Oh wow, that’s true, I remember reading that book when it came out and feeling: these people are either wrong or far ahead of their time!
Exactly. That’s what made On Intelligence so interesting — it sounded visionary, but it was also highly speculative. Many people dismissed it because it didn’t match the dominant methods, and in retrospect that was partly justified. Some of the themes — sparse activity, prediction, hierarchy — show up again today, but mostly in very different, far more effective forms. Deep learning ultimately delivered far more than HTM ever did, while HTM carried the promise of real-time, adaptive, neuro-inspired AI. So they weren’t entirely wrong — just far more optimistic than the science could support at the time.

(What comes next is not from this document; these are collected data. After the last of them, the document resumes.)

PR #2655, opened 2021-06-30
Update FoxyHarnessPanelGag to support all slots

Lara-BC:
All other panel gags support layering on top of the gag and, more importantly, they can be used in slots 2 and 3.
This pull requests updates the **Foxy Harness Gag** to allow it to be used in slots 2 and 3. I want to stuff my gags!

I believe I've done everything required to support multiple slots, including putting the gag into a `BuyGroup`.
I've tested it and it seems to work as I expect.

Note: I believe this update also lowers the gag level from the default `GagNormal` to `GagEasy`. I'm not 100% sure there as I am not certain how this works, but this also brings it in line with the other panel gags, as I made sure to follow their configuration.


ace-1331 (approved):

Ben987:
Sure!  Can't go wrong with more gag combos.  Thanks :)

PR #3050, opened 2021-11-04
Fixed Fur Gloves and Socks Colouring

Shiranui-Izayoi:
I finally had enough of how the Fur Gloves and Fur Socks coloured so strangely, compared to their non fur counterparts and decided to fix it. Considering that they are basically the same asset with fur on them. With the base asset coloured differently. 

So with the fact that they are multi colour and multi layer now I swapped over the `Fabric` layer to their original asset in order to fix the colouring issue.

As far as I can tell from zooming in on the assets about 1000% they look the exact same by default before and after. I have included an image showing this as well as how at full white they look different.

FurItemDifference


Ben987:
That looks fine, thanks a lot!  Cheers :)

PR #3052, opened 2021-11-06
Fix: Updated masks for Super Thick ABDL Diapers

Shiranui-Izayoi:
Apparently when making it I had somehow missed a few masks. Mainly I had forgotten to apply them to the `ItemPelvis` versions in a few cases.

While doing this I also added a mask for the Hula Skirt. Which I left mostly intact except for the top part. Since it is just leaves it made sense that it could "push them aside" so I felt that it showing through the sides fit.

I also made the `ItemPelvis` versions of the diapers hide two problem items. Those being the Mistress Bottoms and the normal Shorts. As these normally hide the `Panties` version. But since the `ItemPelvis` version is meant to be a chastity device as well. Not to mention be able to be put on on top of clothing it makes sense to not have those 2 items hide them.

But due to those 2 items being on a higher layer they would render over the top and look quite strange. So I had the chastity variants hide them.


BondageClub/Assets/Female3DCG/Female3DCG.js
```diff
@@ -474,7 +474,7 @@ var AssetFemale3DCG = [
 				],
 			},
 			{ Name: "MistressBottom", Fetish: ["Leather"], Value: -1, Hide: ["Panties"], HideItem: ["ItemButtAnalBeads2", "ItemVulvaVibratingDildo", "ItemVulvaInflatableVibeDildo", "ItemVulvaClitSuctionCup", "ItemVulvaHeavyWeightClamp", "ItemVulvaClitAndDildoVibratorbelt", "ItemVulvaShockDildo", "ItemVulvaPenisDildo", "ItemVulvaPiercingsVibeHeartClitPiercing", "ItemVulvaPiercingsClitRing"] },
-			{ Name: "Waspie1", Fetish: ["Leather"], Value: 60, Alpha: [{ Group: ["Panties", "ItemPelvis"], Masks: [[0, 0, 165, 600]] }, { Group: ["Panties"], Masks: [[500, 0, -165, 600]] }, { Group: ["Panties"], Masks: [[0, 0, 500, 480]] }], HideItem: ["ItemDevicesStrapOnSmooth", "ItemDevicesStrapOnStuds"], Expose: ["ItemVulva", "ItemVulvaPiercings", "ItemButt"], Attribute: ["Skirt"], },
+			{ Name: "Waspie1", Fetish: ["Leather"], Value: 60, Alpha: [{ Group: ["Panties", "ItemPelvis"], Masks: [[0, 0, 165, 600]] }, { Group: ["Panties", "ItemPelvis"], Masks: [[500, 0, -165, 600]] }, { Group: ["Panties", "ItemPelvis"], Masks: [[0, 0, 500, 480]] }], HideItem: ["ItemDevicesStrapOnSmooth", "ItemDevicesStrapOnStuds"], Expose: ["ItemVulva", "ItemVulvaPiercings", "ItemButt"], Attribute: ["Skirt"], },
```
elliesec, line 477: I hadn't noticed this one before, but masks can (and should, because it's less memory-intensive) be combined into a single declaration if they apply to the same groups. I'd also recommend using positive values for width and height in masks, as negative values are somewhat counterintuitive.

```suggestion
			{ Name: "Waspie1", Fetish: ["Leather"], Value: 60, Alpha: [{ Group: ["Panties", "ItemPelvis"], Masks: [[0, 0, 165, 600], [335, 0, 165, 600], [0, 0, 500, 480]] }], HideItem: ["ItemDevicesStrapOnSmooth", "ItemDevicesStrapOnStuds"], Expose: ["ItemVulva", "ItemVulvaPiercings", "ItemButt"], Attribute: ["Skirt"], },
```

Same comment applies to the Short Pencil Skirt below and any other items which might have multiple masks defined for the same groups.

Shiranui-Izayoi: Huh never knew you could do this. Thought you had to redefine it each time. Makes sense though. I will get on that since their is a lot of them. Other than that, I will redefine it sure. Honestly I did think that to others negative values were counterintuitive. Give me an hour or so to fix stuff.

elliesec: Yep, that's why it's an array of arrays, rather than just a single array.

Shiranui-Izayoi:
Ok done should be fixed. I managed to work up the motivation to do it right away so yay. I just hope it works the same. But it should no reason for it to not.

Ben987:
This one has a conflict with another pull request.  Can you resolve the conflict and test again?  Thanks :)

Shiranui-Izayoi:
> 
> 
> This one has a conflict with another pull request. Can you resolve the conflict and test again? Thanks :)

Done.

Ben987:
Thanks!  I will test it soon.

PR #3053, opened 2021-11-06
Revert Heavy Latex

Shiranui-Izayoi:
On request of the items author this item is staying a restraint only. Will miss some of the looks I created in testing :)


Shiranui-Izayoi:
@EmilyR42 this should all be back to normal. I still kept the streamlining I did like `DrawLocks: false`

Ben987:
Thanks!  @EmilyR42 , let me know if it works as intended now.

PR #3054, opened 2021-11-07
Feature: Hood clipping improvements

elliesec:
## Summary

This makes changes to several hoods to address several clipping-related issues. I've also made several changes to the `AllFours` and `Hogtied` poses to enable removal of the `CanUseAlphaHood` and `CannotBeHogtiedWithAlphaHood` prerequisites, so that the Sensory Deprivation Hood, Sealed Leather Hood and Open Hair Latex Hood can all now finally be used in the `Hogtied` and `AllFours` poses without clipping problems.

* Adds `ItemHead` to the `Hide` array for most fully-enclosing hoods, to prevent items clipping out of these hoods (the VR Headset currently has a few such minor issues, but the main motivation for this is an as-yet unreleased item that I'm currently working on)
* Adds alpha masks to most hoods that allow parts of the face to show through the hood. Again, this is to prevent items in the `ItemHead` group from clipping out of those hoods
* Splits the head out of the `Hogtied` and `AllFours` poses, and ensures the `Head` group is no longer hidden in the `AllFours` pose
* Extends the feet for the hogtied pose a little so that there is a portion of the pose behind the head - this is to enable the aforementioned hoods to work without leaving a conspicuous gap between the feet and the head
* Fixes an issue caused by #2892 where the hands for the `AllFours` pose on the `Asian` and `Black` bodies weren't lined up properly.
* Removes the `CanUseAlphaHood` and `CannotBeHogtiedWithAlphaHood` prerequisites, as all hoods are now fully compatible with the `Hogtied` and `AllFours` poses

Below shows a before/after comparison for the all fours/hogtied poses on the asian body in combination with the Open Hair Latex Hood, which illustrates a lot of the changes fairly well. The top images are before and the bottom images are after.

preview


Ben987:
It looks much better like that.  Thanks a lot :)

NARS has been evolving for several decades now. How close do you think it comes to fulfilling that original ambition — the old dream of artificial general intelligence?

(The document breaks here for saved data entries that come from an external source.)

PR #3055, opened 2021-11-08
Refactor/Bugfix: Prevents self-blocking items

elliesec:
## Summary

Currently, it is possible for an item to effectively block itself due to some combination of its prerequisites and its `Effect`, `Block`, `SetPose` or some other property. This leads to items that can be added but never removed.

* A real example: the Chastity Vulva Shield, which includes `Block: ["ItemVulva"]` and also has the prerequisite `AccessVulva`
* A hypothetical example: an item that includes `SetPose: ["Suspension"]` and also has the prerequisite `NotSuspended`

This PR modifies the behaviour of the `InventoryAllow` function so that when checking prerequisites for an item, the currently equipped item in that item's group will be ignored. It does this in a similar way to the cyclic validation checks from #2936, and the way self-block checks were handled in `ExtendedItem.js`: by loading a simple character into memory, copying the character's appearance across minus the group being checked, and then running the prerequisite checks on the simple character.

This fixes an existing bug with most chastity piercings blocking themselves and being impossible to remove, which was introduced in #3032 when the `ItemVulvaPiercings` group was added to the conditions for the `AccessVulva` prerequisite. This will also likely allow us to clean up some of the gag prerequisite code, although I've left that as is for now, and will likely come back to it in a future PR. It will also permit items like gags that require the character's mouth not to be blocked, but block the mouth once worn (which don't exist yet, but there is one such item on the way).

## Changes

* Refactored `InventoryAllow` - it now takes an `asset` parameter, and the `prerequisites` parameter is now optional (defaulting to `asset.Prerequisite` if undefined). The currently worn item in the same group as the `asset` will be ignored for the purposes of the prerequisite checks
* Removed the `SelfBlockCheck` property from extended items, and removed the `ExtendedItemSelfProofRequirementCheck` function entirely, as this is now the default behaviour for any `InventoryAllow` call.

## Steps to reproduce
1. Equip a chastity piercing item (Chastity Vulva Piercings, Chastity Vulva Shield or High Security Vulva Shield)
2. Note that the item is impossible to remove


Ben987:
Very nice fix!  Thanks :)

PR #3059, opened 2021-11-09
Fix futuristic collar bug

Ada18980:
Fixes a bug where various things like the VR headset and futuristic earphones could be modified if a collar with properties was worn that wasnt the futuristic collar.


Ben987:
Thanks for that fix!

PR #3060, opened 2021-11-10
Bugfix: Pilot Panties 404s

elliesec:
## Summary

This fixes an issue where the new Pilot Panties in the `SuitLower` group would not be displayed in the several poses due to 404 errors. This was down to a discrepancy between the `AllowPose` entry on the `SuitLower` version of the item and that on the `Panties` version. I also removed the `HideForPose: ["KneelingSpread"]` property on the item introduced in #3042 as it wasn't needed in this case.


Ben987:
Sure!  Right on time for the beta :)

Ada18980:
Thanks Ellie for noticing this

PR #3062, opened 2021-11-10
Bugfix: Prevents 404s on `SuitLower` items in the `Horse` pose

elliesec:
## Summary

The items in the `SuitLower` group that duplicate items from the `Socks` group (pantyhose & stockings) don't have assets for the `Horse` pose, meaning that wearing them on the Wooden Horse will result in 404 errors. This PR adds `HideForPose: ["Horse"]` on those items to suppress the 404s. Eventually, we may want to merge the `Horse` and `KneelingSpread` poses, at which point, these items should be compatible with the Wooden Horse again.


Ben987:
Good catch!  Thanks for that fix :)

In Tony’s view, scale mattered a lot. Pei Wang’s early implementations topped out at a few thousand concepts, while Tony pushed this into the range of ten million by improving multi-threading and data structures. That’s still nowhere near the scale or complexity of the brain, of course. We can’t reverse-engineer a cortical column, and we don’t really understand how memory formation works — damage the hippocampus and the ability to form new memories disappears, and we still can’t explain why. So any analogy to the brain has to be taken cautiously.
There’s also the OpenWorm project, where researchers tried to simulate the 302-neuron nervous system of C. elegans. Even with a complete connectome, the behaviour didn’t emerge. If we can’t fully reproduce a worm’s nervous system, in my opinion it shows how far we likely are from “simulating brains.”

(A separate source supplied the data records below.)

PR #3057, opened 2021-11-09
Feature: New Lampshade Hood item

elliesec:
Adds a new Lampshade Hood item made @QueenTita. This also adds a new Forniphilia (human furniture) fetish, which has been added to the new item. Preview below:

pr-preview

PR #3063, opened 2021-11-10
Bugfix: Display Frame graphical artefacts

elliesec:
This tidies up a couple of minor graphical artefacts on the Display Frame asset that I noticed in the preview image for PR #3057. They're generally visible when the colour of the display frame is set in high contrast to the background colour of a chatroom. I've highlighted the artefacts on the original asset on a black background to illustrate below.

image


Ben987:
Sure!  Thanks for that one :)

PR #3064, opened 2021-11-10
Beta Fix: Open-back chastity belts preventing `ItemButt` items from being used

elliesec:
## Summary

In #3032, `ItemPelvis` was added to the list of groups that are checked in the `AccessVulva` prerequisite. Since all items in the `ItemButt` group use the `AccessVulva` prerequisite, this means that any item in `ItemPelvis` (i.e. chastity belts) that block `ItemVulva` (which is unsurprisingly pretty common among chastity belts) also prevent `ItemButt` items from being used, _even_ if they have an "Closed Back" option which isn't active.

This PR addresses this by creating a new `AccessButt` prerequisite, which behaves in the same way as the `AccessVulva` prerequisite, except it checks the `ItemButt` group instead of `ItemVulva`. This new prerequisite has been added to all items in the `ItemButt` group to restore proper chastity belt functionality.

## Steps to reproduce

1. Equip a chastity belt with a "Closed Back" option (e.g. Metal Chastity Belt)
2. _Do not_ select the "Closed Back" option
3. Note that no `ItemButt` items can be used


Ben987:

PR #3065, opened 2021-11-10
Sleeveless catsuit fixes

Ada18980:
Moves some pixels around.


Ben987:
There's more stuff than only pixels in that pull request, but it's probably pull requests that we've already merged.  Thanks!

PR #3066, opened 2021-11-10
Catsuit panties added to panties slot

Ada18980:
Someone asked why the pilot panties were in the panties slot but not catsuit panties, so this fixes the conundrum.

Not necessarily a beta fix, but came from beta feedback.


Ben987:
This one creates a conflict, and there's other stuff in that pull request.  Can you double-check?  Thanks.

PR #3208, opened 2022-02-01
[Fix] Emote Edge Artifacting Fix

ItsJustMeVerity:
Fixes the artifacting around the edges of the 3 emoticons that suffer from it.
Also resizes the preview icon for the Reading emoticon ever so slightly so that it's consistent with all the others.

image


Ben987:
Cute!  I like it :)

PR #3209, opened 2022-02-01
Remove the "immediate" action items

zorgjbe:
This removes the 3 immediate actions items, namely "Leather Whip", "Leather Crop" and "Vibrating Wand", on the basis that they break immersion and duplicate actions that are possible using the handheld items.

Since this is a removal, I've asked the community about it [here](https://discord.com/channels/554377975714414605/554378904308023297/938113437429542982), if anyone was having hard feelings about that.


Ben987:
Have you checked in the single player rooms code to see if these items are still used?  Maybe there are custom scripts that run with them.

zorgjbe:
Yeeeah, there's a bunch of references in the dialogs. Let me fix up those as well.

zorgjbe:
Yeaah no. The SpankingToys can't be handled correctly in there, so scraping that for now.

PR #3210, opened 2022-02-01
Descriptive remote availability

Sidiousious:
Instead of hiding the remote control button the game will now tell you why it is unavailable so the player is no longer forced to figure it out on their own.

image


Ben987:
That's a good idea!  Thanks :)

PR #3213, opened 2022-02-02
[Change] Kitty Gag Tweak

ItsJustMeVerity:
Removes the speech garbling effect from the basic kitty mask "gag", since the preview image only presents itself as a regular facemask, and changes the display name to reflect this.

I may revisit this down the line with a similar, dedicated gag variant, but if people want the current effect then they can still do it by using a light gag underneath (e.g. duct tape or just the regular cloth stuffing).

Don't think I need a preview image for this one given there's no visual changes other than the name that shows up in-game :P


Ben987:
Absolutely!  Thanks :)

PR #3214, opened 2022-02-02
Fix bug where you would always be able to ask for a Pandora Padlock

zorgjbe:


Ben987:
Good catch!  Thanks :)

zorgjbe:
Thank the typescript compiler for that one 😉. I'm down to 180 errors with another batch of tweaks, most coming from the items.

PR #3215, opened 2022-02-03
[Change/Asset] Kitty Blindfold Remaster

ItsJustMeVerity:
Entirely new artwork for the Kitty Blindfold, bringing it in line with both the style and quality level of my other assets, allowing significantly better customisation, and finally respecting the fact that cats do not have eyebrows.

With no duplicated Default Colour setting this time!
image


Ben987:
I love it!  Thanks :)

PR #3216, opened 2022-02-03
More Typescript tweaks

zorgjbe:
Another batch of Typescript-related fixes. The only "functional" changes are added `toString()` method calls when `DrawText`-ing numeric variables to make the type coercion explicit.


BondageClub/Scripts/Typedef.d.ts
```diff
@@ -40,6 +40,10 @@ interface HTMLImageElement {
 	errorcount?: number;
 }
 
+interface HTMLElement {
+	setAttribute(string, number): void;
+}
+
```
Jomshir98, line 46: This is wrong - first you are missing names of arguments, so here you describe named arguments with type `any` (implicit any) and on top `setAttribute` takes a `DOMString` as second argument - not number. It does implicitly convert numbers to strings, but this is extra help from JS engine - not from standard.

BondageClub/Scripts/Typedef.d.ts
```diff
@@ -713,6 +717,8 @@ interface Character {
 	ArousalZoom?: boolean;
 	FixedImage?: string;
 	Rule?: LogRecord[];
+	Status?: unknown;
```
Jomshir98, line 720:
```suggestion
	Status?: string | null;
```

BondageClub/Screens/Room/Gambling/Gambling.js
```diff
@@ -335,7 +335,7 @@ function GamblingToothpickController (ToothpickState) {
 	}
 
 	else {
-		GamblingToothpickCount -= ToothpickState;
+		GamblingToothpickCount -= parseInt(ToothpickState);
```
Sidiousious, line 338: think it would be better to change the type and callers (in the dialog csv) to pass in a number instead of a string

BondageClub/Scripts/Typedef.d.ts
Sidiousious: Why is this interface needed here at all instead of making use of the standard HTMLElement distributed with Typescript in its lib.dom.d.ts?

zorgjbe: I'm attempting to silence stuff like this:

```
BondageClub/Screens/Online/ChatRoom/ChatRoom.js:2458:36 - error TS2345: Argument of type 'number' is not assignable to parameter of type 'string'.

2458    div.setAttribute('data-sender', data.Sender);
```
```
BondageClub/Screens/Online/ChatAdmin/ChatAdmin.js:39:70 - error TS2345: Argument of type 'number' is not assignable to parameter of type 'string'.

39  document.getElementById("InputAdminList").setAttribute("maxLength", 250);
```

BondageClub/Scripts/Typedef.d.ts
zorgjbe: Missed that one, thanks. Fixup applied.

BondageClub/Screens/Room/Gambling/Gambling.js
zorgjbe: Unclear what would be better. Right now (as I've been told), anything called as a Dialog action is stringly-typed (because of `CommonDynamicFunctionParams`), so I usually let those work like this and coerce with `parseInt`. The only exceptions are when non-dialog code calls stringly-typed dialog functions (like `DialogReputationLess`). Those I'll usually change to `{string|number}`.

BondageClub/Scripts/Typedef.d.ts
zorgjbe: Thanks @Jomshir98, I've updated the signature with the one from `lib.dom.d.ts`. Granted, this class of "errors" (13 in the codebase) makes me wonder, since I wasn't expecting issues with DOM-level functions/implicit conversions.

Ben987:
Sure!  Let's hope it won't create any bug in the gambling halls.

PR #3219, opened 2022-02-07
Fix: framerate-consistent smooth zoom in rooms

Sidiousious:
The animation calculation for "Zoom chatrooms smoothly" graphics setting did not take framerate into account. This changes the calculation so that the animation finishes in the same amount of time regardless of the current fps. Improves perceived responsiveness in low fps scenarios (<30). Previously with particularly high fps (200+) the animation would be near-instantaneous and its benefits mostly lost.


Ben987:
Thanks a lot!  I've never seen that one, but I'm sure that players with slower devices will appreciate :)

PR #3220, opened 2022-02-08
Kinky Dungeon 2.7.0 stuff

Ada18980:
Added more stuff from the current KD indev, mainly because there's a lot of key bugfixes in there and I'm not sure I want to separate them out.


Ben987:
You're on fire!  Thanks again :)

PR #3221, opened 2022-02-08
Add previous button to both wardrobe views

Sidiousious:
This also moves WardrobeClick to use MouseIn and fixes some inconsistencies in the preview character click areas. While the previous button is not that useful in the 2-page wardrobe with previews, it is useful in the 4-page wardrobe listing under appearance menus, and paves way for possible upgrades to wardrobe size.

image

image


Ben987:
Sure, that looks useful.  Thanks :)

PR #3225, opened 2022-02-10
Fix suit lower spread pose

zorgjbe:
This goes through the lower part clothes and realigns them with the Spread pose legs. The only one which I'm not satisfied with is the two pantyhoses, because the graphic hit the top of the "viewport", so I can't move it upward enough, and I think getting some pixels back would entail setting its Top property and reediting all its assets to be lower.


Ben987:
Very nice!  Thanks a lot, I'll include it in the next beta :)

PR #3226, opened 2022-02-11
fix: save block categories for room recreation

Sidiousious:
Blocked categories are currently lost when a room has to be recreated.


Ben987:
Sure!  It's a nice to little upgrade.  Thanks :)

More near term though, what do you see as the next frontiers?
I think we’ll see a lot of progress in neuro-symbolic systems, where we try to combine the strengths of both worlds. My collaborator Peter Isaev and I recently published a paper exploring how NARS can be integrated with a generative pre-trained transformer. The idea is simple: use GPT as the natural-language interface and let NARS act as the reasoning engine underneath. GPT turns language into structured representations, and NARS reasons on those representations in real time, whereby GPT can inspect NARS’s memory for question answering. That gives you something useful: the flexibility of language from GPT, and the experiential learning and uncertainty handling from NARS.
For me, the next frontier is robotics — bringing NARS out of simulation and into the physical world. Once you give a reasoning system a body and senses, the feedback changes completely; it starts to experience its surroundings directly and build hypotheses about how the environment works. That’s when things get interesting, adaptive embodied AI through empirical reasoning as we attempted in our recent works where NARS acts as core decision making unit of an autonomous mobile robot. It’s still early days, and I’ll admit it sometimes feels like working slightly off to the side of the mainstream. But that’s probably how Tony felt too. You stay on the margins if you believe the path you’re on leads somewhere worthwhile.